Terry doesn’t think it’s going to end well either, and he lays into Ray for not doing enough to keep Bunchy out of this mess with Mickey. “You couldn’t talk any sense into him?” he says, and when Ray shrugs off the question, Terry senses that Ray’s basically given up on the family in general. Even if that’s true, can you blame him? He’s got his own major issues, yes, but he’s also been the glue of the Donovan clan for a long time. The two trade one jab after another — Ray gives him hell for fighting because of the wires in his head that control his Parkinson’s, and Terry tells him he didn’t handle Bunchy right because “he’s always been afraid of you” — and once more this family seems splintered.

Things only get worse for Ray when Conor, who’s visiting New York before he ships off to Germany to be a full-fledged marine, shows up drunk and irritable at the airport. Ray tries to convince his son to go to Ellis Island with him, but Conor only wants to see the movie set Daryll works on. That visit doesn’t go so well; Daryll’s been banned from the set at Jay White’s request, and his replacement is Stu Feldman. It’s an awkward visit to say the least, especially when Jay wants Ray to leave the set as well. Like I said, the Donovans are toxic, and people know it. Anyways, that visit being a bust just puts Conor into an even whinier mood, so he ditches his dad and goes to visit Bridget and Smitty instead because at least they have booze and weed. (Recap continues on next page)

Since Ray’s family day is ruined, he might as well get back to his job with Winslow, which involves coming up with a way to give Novak a huge bump in the polls. The election is just two weeks out, so when Ray comes up with a plan and wants to keep Winslow out of it, for the time being, she agrees but insists it gets done immediately. So, Ray gets to work. He calls Lena and tells her he needs Justine to do another job. He calls Daryll and says he needs him to work a job and that if he does he’ll get back on the set of “Mister Lucky.” He sets everything up perfectly.

Here’s how it all unfolds: Lena punches Justine in the face because she needs her to look roughed up, and then she makes her put on some torn up clothes.
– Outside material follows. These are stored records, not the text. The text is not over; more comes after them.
PR #963, opened 2019-07-31
[BACKPORT] Performance Tuning for Ember 3.13

pzuraq:
This PR represents the Glimmer portion of https://github.com/emberjs/ember.js/pull/18223

### DIFF
--- a/packages/@glimmer/reference/lib/reference.ts
+++ b/packages/@glimmer/reference/lib/reference.ts
@@ -1,4 +1,5 @@
-import { Opaque } from '@glimmer/util';
+import { Opaque, Option } from '@glimmer/util';
+import { Revision, Tag, Tagged, value, validate } from './validators';
 
 export interface Reference<T> {
   value(): T;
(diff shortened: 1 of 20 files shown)


packages/@glimmer/reference/lib/validators.ts
```diff
@@ -1,398 +1,331 @@
...
 
-  while (node !== null) {
-    let tag = node.tag;
+  private isUpdating = false;
+  private subtag: Tag | null = null;
+  private subtags: Tag[] | null = null;
 
-    if (tag === VOLATILE_TAG) return VOLATILE_TAG;
-    if (tag !== CONSTANT_TAG) optimized.push(tag);
+  [TYPE]: MonomorphicTagType;
```
chadhietala: I may just be not understanding what the actual `MonomorphicTag` type is, but why do you have to use the brands here instead of the const enum?

pzuraq: It's because `TYPE` is the intersection of all of the types on all of the classes that make up the `MonomorphicTag` type (it being the intersection of all the subtypes), which is slightly different than the actual enum. This is part of what gets us the ability to magically do `new MonomorhpicTagImpl(TagType.Dirtyable)` and have that type to the `DirtyableTag` interface.

@krisselden may be able to explain better, this was his dark type magic that I'm still trying to wrap my head around 😄

rwjblue:
@pzuraq - Where are we at this this?

packages/@glimmer/reference/lib/reference.ts
```diff
@@ -9,3 +10,128 @@ export default Reference;
...
+  private lastValue: Option<T> = null;
+  private lastRevision: Option<Revision> = null;
+  private initialized = false;
+
+  constructor(reference: VersionedReference<T>) {
+    this.tag = reference.tag;
+    this.reference = reference;
+  }
+
+  peek(): T {
```
krisselden: why does peek() force it compute? that smells a bit.

packages/@glimmer/reference/lib/reference.ts
```diff
@@ -9,3 +10,128 @@ export default Reference;
...
+}
+
+export type Validation<T> = T | NotModified;
+
+export type NotModified = 'adb3b78e-3d22-4e4b-877a-6317c2c5c145';
+
+const NOT_MODIFIED: NotModified = 'adb3b78e-3d22-4e4b-877a-6317c2c5c145';
+
+export function isModified<T>(value: Validation<T>): value is T {
+  return value !== NOT_MODIFIED;
```
krisselden: String equality is a little weird here.  why not make NOT_MODIFIED a Symbol('NOT_MODIFIED')?

If we are trying to avoid symbols, you are only using === for a unique value, you can just make an {} and then type it as something unique.

```
interface NotModified { __brand__: 'adb3b78e-3d22-4e4b-877a-6317c2c5c145' }
const NotModified: NotModified = {} as any;

export function isModified<T>(value: T | NotModified): value is T {
    return value !== NotModified;
}
```

pzuraq: To be fair, this code is just moved from the validators file. I think it’d make sense to update it in a follow up 👍

packages/@glimmer/reference/lib/reference.ts
wycats: @pzuraq What's up here?

packages/@glimmer/reference/lib/reference.ts
wycats: Generally speaking, using a string as a fake symbol allows you to both use the value as a key in an object, as well as cheaply/easily comparing it. I would generally prefer to use symbols as unique tokens, but until we can, I prefer long strings containing UUIDs.

wycats:
I'm pressing the merge button but could use a response to Kris' question.

packages/@glimmer/reference/lib/reference.ts
pzuraq: This code was also ported over without changes from the `validators.ts` file. I agree it probably doesn't make sense to force a compute from a method called `peek`, but I do think that's outside of the scope of this PR/change, happy to address it in a followup though when we start cleaning some stuff up

rwjblue:
@pzuraq - Can you make a PR for this against master? I don't want us to loose these optimizations when we do finally update Ember to master of glimmer-vm...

She tells her to go near a certain bridge. Once there, Daryll fakes an attack, just as Novak is jogging by, allowing her to save the day. “I don’t want to talk about it right now,” she says to the media, “I just did what any New Yorker would do.” Her heroism and her humble nature play well, presumably giving her the bump she needs. But Ed, the current mayor and seemingly former friend or colleague of Winslow’s, promises he’s going to go blow for blow in this fight. Retaliation could be on the way.

Despite the fact that Conor doesn’t show up for their Ellis Island visit, and Ray has a run-in with an Irish woman who may or may not be a hallucination, everything seems to go well for Ray. The plan works perfectly, Daryll gets his job back, and it’s clear that Winslow thinks Ray is pretty indispensable in all of this. By the end of the episode though, Ray is filled with regret.
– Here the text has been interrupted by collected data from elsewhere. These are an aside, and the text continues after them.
Issue #946, opened 2019-05-29
Type errors when using TypeScript v3.5.1


josemarluedke:
I started having the following TypeScript type errors when upgraded to v3.5.1.

Note: This is an Octane app (Ember + Glimmer components).

```
node_modules/@glimmer/runtime/dist/types/lib/component/curried-component.d.ts:6:87 - error TS2677: A type predicate's type must be assignable to its parameter's type.
  Type 'CurriedComponentDefinition' is not assignable to type 'Maybe<Dict<unknown>>'.
    Type 'CurriedComponentDefinition' is not assignable to type 'Dict<unknown>'.
      Index signature is missing in type 'CurriedComponentDefinition'.

6 export declare function isComponentDefinition(definition: Maybe<Dict>): definition is CurriedComponentDefinition;
                                                                                        ~~~~~~~~~~~~~~~~~~~~~~~~~~

node_modules/@glimmer/util/dist/types/lib/destroy.d.ts:3:69 - error TS2677: A type predicate's type must be assignable to its parameter's type.
  Type 'SymbolDestroyable' is not assignable to type 'Maybe<Dict<unknown>>'.
    Type 'SymbolDestroyable' is not assignable to type 'Dict<unknown>'.
      Index signature is missing in type 'SymbolDestroyable'.

3 export declare function isDestroyable(value: Maybe<Dict>): value is SymbolDestroyable;
```

chancancode:
Hmm, why is your typescript building glimmer-vm?

josemarluedke:
My app is built using TypeScript (ember-cli-typescript). 

Here is my tsconfig.json for context.

Note that `path` on glimmer/component is to solve issues with types (https://github.com/glimmerjs/glimmer.js/issues/179).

When he picks up Conor from Bridget’s — Smitty would offer him a bong hit, “but I’m assuming you don’t get high” — and takes him to the airport, he tells his son he doesn’t have to do this, that he has other choices he could make. Conor doesn’t want to hear it, but he also does seem worried about what he’s signing up for. Conor storms into the airport and Ray goes off to drink with Mac. “I should have made him stay,” he laments. Mac notes that a lot of the guys in the bar went into the service as if that’s some sort of comfort. Again, Ray sees his family pulling away, and there’s seemingly nothing he can do about it.

In fact, all he can do about it is get drunk and then have very rough sex with Novak after she shows up at his place in the middle of the night. Is Ray going off the deep end again, and at a time when it could ruin everything he has going with Winslow? It sure seems like it.